==== Records ====

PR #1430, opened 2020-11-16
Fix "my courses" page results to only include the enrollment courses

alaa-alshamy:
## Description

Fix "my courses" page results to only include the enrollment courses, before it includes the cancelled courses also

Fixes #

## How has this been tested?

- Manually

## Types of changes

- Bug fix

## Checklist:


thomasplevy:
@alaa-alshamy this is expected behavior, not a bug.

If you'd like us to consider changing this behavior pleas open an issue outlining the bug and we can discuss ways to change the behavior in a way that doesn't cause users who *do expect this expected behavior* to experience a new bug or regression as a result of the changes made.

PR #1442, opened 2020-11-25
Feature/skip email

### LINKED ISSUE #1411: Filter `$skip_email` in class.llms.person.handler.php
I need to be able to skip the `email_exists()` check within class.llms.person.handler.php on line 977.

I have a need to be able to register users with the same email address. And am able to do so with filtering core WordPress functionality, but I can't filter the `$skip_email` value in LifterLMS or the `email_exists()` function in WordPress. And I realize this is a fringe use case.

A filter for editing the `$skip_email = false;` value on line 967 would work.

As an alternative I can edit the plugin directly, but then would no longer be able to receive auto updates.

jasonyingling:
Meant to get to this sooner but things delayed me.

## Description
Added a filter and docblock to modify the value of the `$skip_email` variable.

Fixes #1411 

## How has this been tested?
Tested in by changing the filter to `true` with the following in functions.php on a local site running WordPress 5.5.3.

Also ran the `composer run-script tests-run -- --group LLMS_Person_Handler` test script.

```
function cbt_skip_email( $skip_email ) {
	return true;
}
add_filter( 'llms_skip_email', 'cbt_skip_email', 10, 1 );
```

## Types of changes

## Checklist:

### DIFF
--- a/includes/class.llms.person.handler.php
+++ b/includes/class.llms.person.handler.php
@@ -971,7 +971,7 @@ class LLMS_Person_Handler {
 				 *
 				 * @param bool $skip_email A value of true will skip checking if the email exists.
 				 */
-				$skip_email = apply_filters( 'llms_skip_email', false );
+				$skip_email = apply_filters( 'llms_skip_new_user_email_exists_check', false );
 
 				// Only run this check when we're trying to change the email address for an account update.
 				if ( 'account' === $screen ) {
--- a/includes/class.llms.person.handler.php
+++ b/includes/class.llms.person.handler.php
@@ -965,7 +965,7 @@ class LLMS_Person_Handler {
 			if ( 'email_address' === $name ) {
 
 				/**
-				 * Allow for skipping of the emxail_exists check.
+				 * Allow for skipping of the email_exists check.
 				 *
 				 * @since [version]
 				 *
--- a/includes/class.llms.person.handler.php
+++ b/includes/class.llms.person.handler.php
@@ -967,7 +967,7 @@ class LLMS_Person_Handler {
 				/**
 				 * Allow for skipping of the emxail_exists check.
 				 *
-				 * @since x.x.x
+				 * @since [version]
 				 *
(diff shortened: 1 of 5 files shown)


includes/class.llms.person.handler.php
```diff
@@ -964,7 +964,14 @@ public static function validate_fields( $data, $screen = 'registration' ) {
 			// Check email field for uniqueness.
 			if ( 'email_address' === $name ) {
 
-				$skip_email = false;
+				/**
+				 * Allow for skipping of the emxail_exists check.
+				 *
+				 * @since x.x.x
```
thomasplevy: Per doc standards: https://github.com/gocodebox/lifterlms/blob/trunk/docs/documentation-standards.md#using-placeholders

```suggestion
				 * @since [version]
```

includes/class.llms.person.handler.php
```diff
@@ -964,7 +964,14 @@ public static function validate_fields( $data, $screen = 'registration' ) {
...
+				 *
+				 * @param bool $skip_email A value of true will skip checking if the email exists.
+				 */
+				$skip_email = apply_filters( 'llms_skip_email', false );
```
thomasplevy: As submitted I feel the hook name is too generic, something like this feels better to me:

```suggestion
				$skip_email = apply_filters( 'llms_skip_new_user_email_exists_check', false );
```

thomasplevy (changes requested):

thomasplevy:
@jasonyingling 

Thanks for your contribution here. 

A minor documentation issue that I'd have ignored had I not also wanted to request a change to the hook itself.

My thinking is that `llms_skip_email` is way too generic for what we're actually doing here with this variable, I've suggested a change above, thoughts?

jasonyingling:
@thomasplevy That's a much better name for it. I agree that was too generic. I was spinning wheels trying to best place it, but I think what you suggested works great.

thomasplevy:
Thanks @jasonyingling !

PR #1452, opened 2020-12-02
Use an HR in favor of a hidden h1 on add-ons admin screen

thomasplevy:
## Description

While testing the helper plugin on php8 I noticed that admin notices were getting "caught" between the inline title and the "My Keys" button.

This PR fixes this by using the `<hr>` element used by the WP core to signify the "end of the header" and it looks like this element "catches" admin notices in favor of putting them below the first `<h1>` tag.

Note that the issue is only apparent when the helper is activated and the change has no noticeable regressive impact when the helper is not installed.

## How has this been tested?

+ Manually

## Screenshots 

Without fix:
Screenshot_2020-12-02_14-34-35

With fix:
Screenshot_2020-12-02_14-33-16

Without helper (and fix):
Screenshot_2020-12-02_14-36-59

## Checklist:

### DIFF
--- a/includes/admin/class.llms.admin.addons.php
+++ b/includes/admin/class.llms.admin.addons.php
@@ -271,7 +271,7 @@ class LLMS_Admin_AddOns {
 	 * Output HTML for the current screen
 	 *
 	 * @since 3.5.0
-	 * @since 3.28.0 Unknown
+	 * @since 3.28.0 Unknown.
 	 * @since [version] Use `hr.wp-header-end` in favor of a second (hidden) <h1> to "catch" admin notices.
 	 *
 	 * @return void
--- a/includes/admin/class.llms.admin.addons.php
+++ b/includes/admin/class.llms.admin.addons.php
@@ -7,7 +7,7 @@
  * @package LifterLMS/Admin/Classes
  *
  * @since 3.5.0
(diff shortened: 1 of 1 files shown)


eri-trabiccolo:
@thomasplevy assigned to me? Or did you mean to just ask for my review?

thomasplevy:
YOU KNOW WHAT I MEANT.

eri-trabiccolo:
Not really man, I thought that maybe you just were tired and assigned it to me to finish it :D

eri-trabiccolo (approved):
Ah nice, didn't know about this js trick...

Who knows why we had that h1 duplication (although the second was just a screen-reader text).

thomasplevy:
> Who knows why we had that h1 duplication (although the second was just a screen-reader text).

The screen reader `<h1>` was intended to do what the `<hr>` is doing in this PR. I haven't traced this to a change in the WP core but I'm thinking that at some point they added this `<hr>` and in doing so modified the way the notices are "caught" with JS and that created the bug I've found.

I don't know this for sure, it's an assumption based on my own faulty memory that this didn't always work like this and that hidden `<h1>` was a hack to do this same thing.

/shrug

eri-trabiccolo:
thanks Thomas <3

====

- What you are asked to do -
The expected response reproduces all of the data precisely.

- Solution to the exercise -
PR #1430, opened 2020-11-16
Fix "my courses" page results to only include the enrollment courses

alaa-alshamy:
## Description

Fix "my courses" page results to only include the enrollment courses, before it includes the cancelled courses also

Fixes #

## How has this been tested?

- Manually

## Types of changes

- Bug fix

## Checklist:


thomasplevy:
@alaa-alshamy this is expected behavior, not a bug.

If you'd like us to consider changing this behavior pleas open an issue outlining the bug and we can discuss ways to change the behavior in a way that doesn't cause users who *do expect this expected behavior* to experience a new bug or regression as a result of the changes made.

PR #1442, opened 2020-11-25
Feature/skip email

### LINKED ISSUE #1411: Filter `$skip_email` in class.llms.person.handler.php
I need to be able to skip the `email_exists()` check within class.llms.person.handler.php on line 977.

I have a need to be able to register users with the same email address. And am able to do so with filtering core WordPress functionality, but I can't filter the `$skip_email` value in LifterLMS or the `email_exists()` function in WordPress. And I realize this is a fringe use case.

A filter for editing the `$skip_email = false;` value on line 967 would work.

As an alternative I can edit the plugin directly, but then would no longer be able to receive auto updates.

jasonyingling:
Meant to get to this sooner but things delayed me.

## Description
Added a filter and docblock to modify the value of the `$skip_email` variable.

Fixes #1411 

## How has this been tested?
Tested in by changing the filter to `true` with the following in functions.php on a local site running WordPress 5.5.3.

Also ran the `composer run-script tests-run -- --group LLMS_Person_Handler` test script.

```
function cbt_skip_email( $skip_email ) {
	return true;
}
add_filter( 'llms_skip_email', 'cbt_skip_email', 10, 1 );
```

## Types of changes

## Checklist:

### DIFF
--- a/includes/class.llms.person.handler.php
+++ b/includes/class.llms.person.handler.php
@@ -971,7 +971,7 @@ class LLMS_Person_Handler {
 				 *
 				 * @param bool $skip_email A value of true will skip checking if the email exists.
 				 */
-				$skip_email = apply_filters( 'llms_skip_email', false );
+				$skip_email = apply_filters( 'llms_skip_new_user_email_exists_check', false );
 
 				// Only run this check when we're trying to change the email address for an account update.
 				if ( 'account' === $screen ) {
--- a/includes/class.llms.person.handler.php
+++ b/includes/class.llms.person.handler.php
@@ -965,7 +965,7 @@ class LLMS_Person_Handler {
 			if ( 'email_address' === $name ) {
 
 				/**
-				 * Allow for skipping of the emxail_exists check.
+				 * Allow for skipping of the email_exists check.
 				 *
 				 * @since [version]
 				 *
--- a/includes/class.llms.person.handler.php
+++ b/includes/class.llms.person.handler.php
@@ -967,7 +967,7 @@ class LLMS_Person_Handler {
 				/**
 				 * Allow for skipping of the emxail_exists check.
 				 *
-				 * @since x.x.x
+				 * @since [version]
 				 *
(diff shortened: 1 of 5 files shown)


includes/class.llms.person.handler.php
```diff
@@ -964,7 +964,14 @@ public static function validate_fields( $data, $screen = 'registration' ) {
 			// Check email field for uniqueness.
 			if ( 'email_address' === $name ) {
 
-				$skip_email = false;
+				/**
+				 * Allow for skipping of the emxail_exists check.
+				 *
+				 * @since x.x.x
```
thomasplevy: Per doc standards: https://github.com/gocodebox/lifterlms/blob/trunk/docs/documentation-standards.md#using-placeholders

```suggestion
				 * @since [version]
```

includes/class.llms.person.handler.php
```diff
@@ -964,7 +964,14 @@ public static function validate_fields( $data, $screen = 'registration' ) {
...
+				 *
+				 * @param bool $skip_email A value of true will skip checking if the email exists.
+				 */
+				$skip_email = apply_filters( 'llms_skip_email', false );
```
thomasplevy: As submitted I feel the hook name is too generic, something like this feels better to me:

```suggestion
				$skip_email = apply_filters( 'llms_skip_new_user_email_exists_check', false );
```

thomasplevy (changes requested):

thomasplevy:
@jasonyingling 

Thanks for your contribution here. 

A minor documentation issue that I'd have ignored had I not also wanted to request a change to the hook itself.

My thinking is that `llms_skip_email` is way too generic for what we're actually doing here with this variable, I've suggested a change above, thoughts?

jasonyingling:
@thomasplevy That's a much better name for it. I agree that was too generic. I was spinning wheels trying to best place it, but I think what you suggested works great.

thomasplevy:
Thanks @jasonyingling !

PR #1452, opened 2020-12-02
Use an HR in favor of a hidden h1 on add-ons admin screen

thomasplevy:
## Description

While testing the helper plugin on php8 I noticed that admin notices were getting "caught" between the inline title and the "My Keys" button.

This PR fixes this by using the `<hr>` element used by the WP core to signify the "end of the header" and it looks like this element "catches" admin notices in favor of putting them below the first `<h1>` tag.

Note that the issue is only apparent when the helper is activated and the change has no noticeable regressive impact when the helper is not installed.

## How has this been tested?

+ Manually

## Screenshots 

Without fix:
Screenshot_2020-12-02_14-34-35

With fix:
Screenshot_2020-12-02_14-33-16

Without helper (and fix):
Screenshot_2020-12-02_14-36-59

## Checklist:

### DIFF
--- a/includes/admin/class.llms.admin.addons.php
+++ b/includes/admin/class.llms.admin.addons.php
@@ -271,7 +271,7 @@ class LLMS_Admin_AddOns {
 	 * Output HTML for the current screen
 	 *
 	 * @since 3.5.0
-	 * @since 3.28.0 Unknown
+	 * @since 3.28.0 Unknown.
 	 * @since [version] Use `hr.wp-header-end` in favor of a second (hidden) <h1> to "catch" admin notices.
 	 *
 	 * @return void
--- a/includes/admin/class.llms.admin.addons.php
+++ b/includes/admin/class.llms.admin.addons.php
@@ -7,7 +7,7 @@
  * @package LifterLMS/Admin/Classes
  *
  * @since 3.5.0
(diff shortened: 1 of 1 files shown)


eri-trabiccolo:
@thomasplevy assigned to me? Or did you mean to just ask for my review?

thomasplevy:
YOU KNOW WHAT I MEANT.

eri-trabiccolo:
Not really man, I thought that maybe you just were tired and assigned it to me to finish it :D

eri-trabiccolo (approved):
Ah nice, didn't know about this js trick...

Who knows why we had that h1 duplication (although the second was just a screen-reader text).

thomasplevy:
> Who knows why we had that h1 duplication (although the second was just a screen-reader text).

The screen reader `<h1>` was intended to do what the `<hr>` is doing in this PR. I haven't traced this to a change in the WP core but I'm thinking that at some point they added this `<hr>` and in doing so modified the way the notices are "caught" with JS and that created the bug I've found.

I don't know this for sure, it's an assumption based on my own faulty memory that this didn't always work like this and that hidden `<h1>` was a hack to do this same thing.

/shrug

eri-trabiccolo:
thanks Thomas <3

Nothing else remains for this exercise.